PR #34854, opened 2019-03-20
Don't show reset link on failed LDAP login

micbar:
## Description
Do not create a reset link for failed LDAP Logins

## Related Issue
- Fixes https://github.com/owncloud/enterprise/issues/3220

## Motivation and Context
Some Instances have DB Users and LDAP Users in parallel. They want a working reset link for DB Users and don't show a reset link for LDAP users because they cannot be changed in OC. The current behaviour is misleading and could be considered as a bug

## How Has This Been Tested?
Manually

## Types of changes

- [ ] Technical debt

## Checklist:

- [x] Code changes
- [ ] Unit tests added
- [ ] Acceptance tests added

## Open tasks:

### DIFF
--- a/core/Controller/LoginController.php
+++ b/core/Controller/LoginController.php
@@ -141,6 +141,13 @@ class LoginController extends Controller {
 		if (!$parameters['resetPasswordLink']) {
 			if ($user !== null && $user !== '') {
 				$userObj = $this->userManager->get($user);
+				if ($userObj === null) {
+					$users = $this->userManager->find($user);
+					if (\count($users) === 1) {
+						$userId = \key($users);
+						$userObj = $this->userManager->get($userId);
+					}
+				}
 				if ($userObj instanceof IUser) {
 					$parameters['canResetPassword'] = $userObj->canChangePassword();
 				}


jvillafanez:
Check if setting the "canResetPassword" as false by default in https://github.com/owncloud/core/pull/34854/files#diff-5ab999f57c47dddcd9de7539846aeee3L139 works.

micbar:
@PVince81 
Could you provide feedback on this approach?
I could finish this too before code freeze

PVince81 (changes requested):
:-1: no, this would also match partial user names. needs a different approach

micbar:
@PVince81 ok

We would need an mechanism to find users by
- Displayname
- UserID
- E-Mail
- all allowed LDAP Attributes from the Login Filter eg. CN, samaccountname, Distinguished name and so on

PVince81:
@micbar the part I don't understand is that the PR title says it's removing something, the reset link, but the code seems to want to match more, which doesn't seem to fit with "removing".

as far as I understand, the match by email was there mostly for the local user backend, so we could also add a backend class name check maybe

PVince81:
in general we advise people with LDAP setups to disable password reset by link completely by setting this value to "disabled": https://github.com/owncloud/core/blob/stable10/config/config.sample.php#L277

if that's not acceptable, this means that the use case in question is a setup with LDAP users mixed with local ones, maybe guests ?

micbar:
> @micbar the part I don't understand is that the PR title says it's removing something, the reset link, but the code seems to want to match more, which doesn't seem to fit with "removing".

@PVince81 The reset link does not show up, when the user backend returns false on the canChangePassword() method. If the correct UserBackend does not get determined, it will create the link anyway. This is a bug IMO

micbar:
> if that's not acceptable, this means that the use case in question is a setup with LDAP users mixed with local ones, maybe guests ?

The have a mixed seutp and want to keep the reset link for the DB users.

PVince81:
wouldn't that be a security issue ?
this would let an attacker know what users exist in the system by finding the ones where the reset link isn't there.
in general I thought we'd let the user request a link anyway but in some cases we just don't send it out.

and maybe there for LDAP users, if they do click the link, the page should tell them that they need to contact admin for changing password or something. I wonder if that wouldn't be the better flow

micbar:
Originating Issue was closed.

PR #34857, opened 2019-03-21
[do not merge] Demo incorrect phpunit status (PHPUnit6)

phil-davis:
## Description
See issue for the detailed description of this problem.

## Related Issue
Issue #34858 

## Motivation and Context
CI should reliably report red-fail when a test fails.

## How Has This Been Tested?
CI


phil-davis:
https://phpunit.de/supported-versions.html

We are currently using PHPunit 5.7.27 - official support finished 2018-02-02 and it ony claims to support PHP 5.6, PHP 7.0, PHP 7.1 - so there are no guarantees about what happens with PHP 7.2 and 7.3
•••
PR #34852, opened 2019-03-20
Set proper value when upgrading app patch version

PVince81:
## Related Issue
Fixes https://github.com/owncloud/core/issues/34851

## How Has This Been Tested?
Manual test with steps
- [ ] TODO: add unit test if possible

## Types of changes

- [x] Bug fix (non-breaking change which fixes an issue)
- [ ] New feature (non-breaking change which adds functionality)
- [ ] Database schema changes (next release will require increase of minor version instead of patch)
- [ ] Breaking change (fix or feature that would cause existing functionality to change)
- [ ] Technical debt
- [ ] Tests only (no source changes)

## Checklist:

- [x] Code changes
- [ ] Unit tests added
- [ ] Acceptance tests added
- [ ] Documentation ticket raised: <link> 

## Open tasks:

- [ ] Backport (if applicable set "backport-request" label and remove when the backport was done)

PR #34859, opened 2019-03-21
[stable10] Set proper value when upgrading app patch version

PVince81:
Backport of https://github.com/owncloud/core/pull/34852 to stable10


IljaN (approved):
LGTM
•••
PROMPT: Every line above that includes the string "canChangePassword" should be counted, and the answer should be that number only.

ANSWER SPACE: 2